ぽすりとあたしの頭に手を置いた市丸先生はへらりとした顔であたしを見下ろした。暖かい陽射しが色素の薄い髪に反射してきらきらしている。まぶ、しい





「あたし留年する」


「なに言ってん、もう大学決まっとるやろ」


「……卒業、したくない」





今はあたしと先生以外誰もいない教室を見渡すと聞き慣れたみんなの声が聞こえる気がした。

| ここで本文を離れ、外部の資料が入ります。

PR #1635, opened 2026-07-21
Add overwritable title and content fields for QR codes

bluewave41:
## One-line summary
Adds an overwritable title and content field to QR codes

## Issue / Bugzilla link
https://mozilla-hub.atlassian.net/jira/for-you?tab=assigned&selectedIssue=WT-761

## Testing
- [ ] Checkout this PR
- [ ] http://localhost:8000/cms-admin/pages/321/edit/
- [ ] Toggle the QR code and set a custom title and content
- [ ] Open http://localhost:8000/en-US/download/ios/ and ensure the custom content displays


maribedran (commented):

最近のCMだとか、卒業ソングだとか、 だめだ。
めっきり緩くなった涙腺が疼く。あぁもう、





「僕ははよう卒業してほしいけどなぁ」





置いたままの手でくしゃりと頭を撫でられる。先生にとっては、何回も経験してきた卒業。あたしたちが卒業することもその中に含まれてしまうんだろうな。たんなる、卒業。それだけ、
それでもあたしにとっては一大事なのだから



「あたしは、みんなと離れたくないよ」


「卒業して会えんくなるん違うんやで」


「それでも、」


「先生は名前ちゃんに卒業してもらいたいわ」





悪い虫も減るしなぁ、


なんのこと、と先生の顔を見ようと思ったがそれは頭から目に移った手によって遮られた。そんまま聞いて、とすぐそばで響く先生の声にぴくりと肩が震えた。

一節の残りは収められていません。